Data Organization and Download - iffatAGheyas/bioinformatics-tutorial-wiki GitHub Wiki

4.2 Data Organization & Download

Before running any analyses, it pays to have a consistent directory layout and a reliable way to fetch raw FASTQ files from public repositories (SRA/ENA).

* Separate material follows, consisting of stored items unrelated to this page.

PR #408, opened 2026-05-17
feat: [config] Plugin dependency cascade on disable/enable (#396)

### LINKED ISSUE #396: [config] Plugin dependency cascade on disable/enable
## What

Add dependency cascade logic to the plugin system's `disable()` and `enable()` methods — refuse to disable a plugin when others depend on it, and auto-enable transitive dependencies when enabling a plugin.

## Why

Claude Code v2.1.143 enforces plugin dependency graphs: `plugin disable` refuses when dependents exist, `plugin enable` force-enables transitive dependencies. Our `PluginManager.disable()` at `src/plugin/index.ts:819-824` blindly sets `enabled = false` without checking if other plugins depend on it, potentially leaving the system in a broken state. Similarly, `enable()` doesn't ensure dependencies are active.

## How

- Modify `src/plugin/index.ts`:
  - Add helper method `getDependents(name: string): string[]` — scans all enabled plugins' `dependencies` arrays and returns names of those that include `name`
  - Modify `disable(name)` (lines 819-824):
    - Before disabling, call `getDependents(name)`
    - If non-empty, return an error: `Cannot disable '${name}': required by ${dependents.join(', ')}. Disable those plugins first.`
    - If empty, proceed with disable as before
  - Modify `enable(name)` (lines 808-813):
    - After enabling the target, resolve its `dependencies` array
    - For each dependency that is currently disabled, recursively call `enable(depName)`
    - Collect and return list of additionally-enabled plugins in the result
  - Add `force?: boolean` parameter to `disable()` for override scenarios
- Add tests in `tests/plugin/dependencyCascade.test.ts`:
  - disable() refuses when another enabled plugin depends on target
  - disable() succeeds when no dependents exist
  - disable() with `force: true` disables regardless
  - enable() auto-enables disabled dependencies
  - enable() handles circular dependency gracefully (visited set)
  - enable() succeeds when all dependencies already enabled

## Done when

- [ ] `disable()` refuses when dependents exist (returns error)
- [ ] `enable()` recursively enables dependencies
- [ ] `force` flag overrides disable protection
- [ ] Tests in `tests/plugin/dependencyCascade.test.ts` pass

ausard:
## Summary

Automated implementation of #396 by **Kilo CLI** using SAP AI Core.

## Checks ✅

All checks pass

- ✅ typecheck
- ✅ lint
- ✅ format
- ✅ build
- ✅ tests

## Changes

- **Files changed**: 2
- **Branch**: `auto/396-config-plugin-dependency-cascade-on-disable-enable`

## Review Checklist

---
Implemented by [Kilo CLI](https://kilo.ai) with SAP AI Core · Closes #396

### DIFF
--- a/src/plugin/index.ts
+++ b/src/plugin/index.ts
@@ -229,6 +229,21 @@ export interface LoadResult {
   warnings?: string[];
 }
 
+// Enable result
+export interface EnableResult {
+  success: boolean;
+  pluginName: string;
+  error?: string;
+  enabledDependencies?: string[];
+}
+
+// Disable result
+export interface DisableResult {
+  success: boolean;
+  pluginName: string;
+  error?: string;
+}
+
 // Plugin info for listing
 export interface PluginInfo {
   name: string;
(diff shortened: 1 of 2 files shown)


ausard (commented):
## Code Review — Plugin Dependency Cascade (#396)

### Summary
This PR adds dependency-aware enable/disable logic to the `PluginManager`:
- **`enable(name)`** now recursively enables all transitive dependencies (with circular-dependency protection via a `visited` set).
- **`disable(name, { force? })`** now refuses when other enabled plugins depend on the target (unless `force: true`).
- New helper `getDependents(name)` returns the names of enabled plugins that depend on a given plugin.
- Return types changed from `void` to `EnableResult` / `DisableResult` (structured result objects) — a **breaking API change** for any external consumers that previously relied on the `void` return + thrown exceptions.

### CI Status
| Check | Result |
|-------|--------|
| TypeScript (`tsc --noEmit`) | ✅ Pass |
| Build (`tsc -p tsconfig.json`) | ✅ Pass |
| ESLint | ✅ 0 errors (warnings are pre-existing, none in changed files) |
| Tests (Vitest) | ✅ 1984 / 1984 pass (including 14 new dependency-cascade tests) |

### Strengths
1. **Good test coverage** — 14 new tests covering: getDependents, disable refusal, force-disable, enable with auto-enable deps, transitive dependencies, circular dependency handling, missing dependency error, already-enabled no-op.
2. **Graceful circular dependency handling** — the `visited` set prevents infinite loops without throwing.
3. **Structured results over exceptions** — returning `{ success, error }` instead of throwing makes the API more composable and testable.
4. **Dependency-first ordering** — enabling dependencies before the target ensures a consistent enabled state.

### Suggestions / Considerations
1. **Breaking change documentation** — The `enable` and `disable` methods now return result objects instead of `void` and no longer throw on missing plugins. Any external consumers (CLI commands, plugin hooks) that catch exceptions from these methods will need updating. Consider a note in the PR description or changelog.
2. **Partial rollback on enable failure** — If `enableRecursive` successfully enables dependency A but then fails on dependency B, dependency A remains enabled. Consider whether callers need a rollback guarantee (probably fine for now given the narrow failure mode — "not loaded").
3. **`disabledDependents` field for force-disable** — When `force: true` is used, returning the list of dependents that are now in an inconsistent state (enabled but missing dependency) could help callers provide better UX.

### Verdict
**Approve** — clean implementation, well-tested, no CI regressions. The breaking API change is acceptable given this is an internal module with no external callers found in the codebase.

📁 Recommended Directory Structure

project_root/
├── metadata/
│   └── samplesheet.tsv        # sample-to-FASTQ mapping & experiment design
│
├── raw_data/                  # downloaded FASTQs
│   ├── SampleA_R1.fastq.gz
│   ├── SampleA_R2.fastq.gz
│   ├── SampleB_R1.fastq.gz
│   └── SampleB_R2.fastq.gz
│
├── qc/                        # FastQC / MultiQC outputs
│   ├── SampleA_fastqc.html
│   └── SampleB_fastqc.html
│
├── trimmed/                   # adapter-/quality-trimmed reads
│   ├── SampleA_trimmed_R1.fastq.gz
│   └── SampleA_trimmed_R2.fastq.gz
│
├── align/                     # alignments (BAM files)
│   ├── SampleA.sorted.bam
│   └── SampleA.sorted.bam.bai
│
├── counts/                    # gene-level count matrices
│   └── counts.tsv
│
└── results/                   # downstream tables & figures
    ├── de_analysis/
    └── enrichment/

Tip: keep your samplesheet.tsv under metadata/ and refer to it in all pipeline steps to automatically assign file paths and group labels.

⬇️ Fetching from NCBI SRA

Install SRA Toolkit

conda install -c bioconda sra-tools

Download & split paired-end reads

# example accession SRR1234567
prefetch SRR1234567

# convert to FASTQ, split paired reads:
fasterq-dump SRR1234567 \
  --split-files \
  --outdir raw_data \
  --threads 4

# optionally gzip the outputs
pigz -p 4 raw_data/SRR1234567_*.fastq

Rename for clarity (match SampleID in your metadata)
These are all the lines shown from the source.